В романе Иешуа и Воланд являются реальными представителями высших сил, управляющих миром, а не вымышленными (в рамках романа) персонажами христианской мифологии, прообразами которых они явились. Иешуа еще можно соотносить с евангельским Иисусом, но Воланд не имеет совершенно ничего общего со злобным мифическим христианским дьяволом. Поэтому бессмысленно приписывать Воланду отрицательные черты, воплощенные в христианской концепции Князя Тьмы.
Я не могу сказать, что меня восхищает образ Воланда. Восхищает то, чему можешь следовать, но нельзя следовать ни Богу, ни Дьяволу – это выше человеческих сил. Скорее, можно сказать, что этот образ потрясает; я бы не отказался от возможности задать ему некоторые вечные вопросы о Бытии, хотя заранее могу предположить, что его ответы я бы просто не сумел понять. Мои вопросы наверняка не имели бы смысла с его точки зрения, а по-другому я бы их сформулировать просто не смог. Ведь чтобы правильно задать вопрос, нужно знать хотя бы часть ответа…
С ведомством Иешуа Булгаков связал Свет. Разумеется, под светом здесь подразумевается отнюдь не полное отсутствие темноты, как нам пытается внушить Кураев, а только светлые начала, заложенные в человеке. Темные же стороны человечества достались ведомству Воланда, поэтому, условно говоря, его можно назвать ведомством Тьмы. Области работы света и тьмы в романе не пересекаются, по словам Воланда:
«Каждое ведомство должно заниматься своими делами»[13]. Но что же эти ведомства несут в мир? Добро или Зло, или и то и другое? Недалекий и глуповатый Левий Матвей явно полагает, что Свет – это добро, а Тьма – зло.
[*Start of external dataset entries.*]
PR #655, opened 2022-02-02
Drop client wrappers

tfussell:
This is purely a refactor which shouldn't affect code execution at all. I'll verify that all commands work identically before and after.

Summary of changes:
- Use `k8smetadata` instead of `apiextensions/pkg/labels` and `apiextensions/pkg/annotations`.
- Use `k8sclient` directly instead of wrapper in `pkg/data/client`.
- Use `k8sclient/pkg/k8sclienttest` instead of fake in `pkg/data/client`.
- Centralize scheme creation and scheme builder definition to `pkg/scheme`.
- Drop `runtimeclient` alias from `sigs.k8s.io/controller-runtime/pkg/client` to standardize naming with other projects.
- Return structs instead of interfaces from constructors.
- Move service fakes into `_test.go` files to avoid cluttering non-test code.
- Copy `apiextensions/pkg/id` into `pkg/id` to reduce dependency on `apiextensions`.


cmd/get/capi/runner.go
```diff
@@ -223,7 +226,7 @@ var (
 		},
 		{
 			DisplayName:   "OpenStack Provider",
-			LabelSelector: "app.kubernetes.io/name=cluster-api-provider-openstack",
+			LabelSelector: "cluster.x-k8s.io/provider=infrastructure-openstack,control-plane=capo-controller-manager",
```
tfussell, line 229: We use clusterctl on OpenStack for now so these labels were wrong.

cmd/get/capi/runner.go
```diff
@@ -274,19 +276,22 @@ func (r *runner) run(ctx context.Context, cmd *cobra.Command, args []string) err
...
-	for _, crd := range crds {
-		foundCrd, err := client.ExtClient().ApiextensionsV1().CustomResourceDefinitions().Get(
-			ctx,
-			crd.Name,
-			metav1.GetOptions{},
-		)
-		if err != nil && !errors.IsNotFound(err) {
-			return microerror.Mask(err)
-		}
+	crdList, err := k8sClients.ExtClient().ApiextensionsV1().CustomResourceDefinitions().List(ctx, metav1.ListOptions{})
```
tfussell, line 279: Speed up the command by listing all CRDs instead of getting them one by one.

tfussell:
I tested the following commands against `gollum`:
- `get apps`
- `get catalogs`
- `get clusters`
- `get nodepools`
- `get releases`
- `login`
- `selfupdate`
- `template app`
- `template catalog`
- `template cluster --provider openstack`
- `template networkpool`
- `update app`
- `validate apps`

I didn't test `update cluster` because I don't know how.

anvddriesch (approved):
I may have missed something in this long PR but it looks good to me. Please make sure that in case of replacing `get` with `list` that there is no case in which we list across all org-namespaces since that would fail for some users.
What was the problem with testing `update cluster`? I think if you create a test cluster in an older version it should work.

tfussell:
> I may have missed something in this long PR but it looks good to me. Please make sure that in case of replacing `get` with `list` that there is no case in which we list across all org-namespaces since that would fail for some users. What was the problem with testing `update cluster`? I think if you create a test cluster in an older version it should work.

Yes, sorry it's so long. I was just applying the same changes to all the places where we use the kubernetes client.

Good point about the list permission. I will check that and report back.

I've never used `update cluster` before. I think it adds an annotation to the Cluster CR only? I will see if I can exercise it today.

tfussell:
Following up on the previous discussion:
- `update cluster` still works.
- `get capi` lists CRDs which are not namespaced so anything that worked before with `get` should still work with `list` (as long as the `Role`/`ClusterRole` allows it.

Однако никаких реальных оснований для такого вывода роман не дает. Если ведомство Иешуа еще можно условно назвать ведомством Добра, при полной неясности, какое же именно добро оно творит, то под юрисдикцию ведомства Воланда только подпадают творящие зло, но само оно сотворением его в чистом виде (зло ради зла) не занимается. В сущности говоря, функции ведомства Воланда аналогичны функциям обычных спецслужб. Такие ведомства проклинает на словах любое общество, но на деле никогда не отказывается от них. Даже эвакуация Воландом Мастера и Маргариты с Земли к месту покоя более всего похожа на практикуемую в США программу «защиты свидетелей» – мнимая смерть и возможность продолжить бытие в новом месте, в новом образе и с чистыми документами.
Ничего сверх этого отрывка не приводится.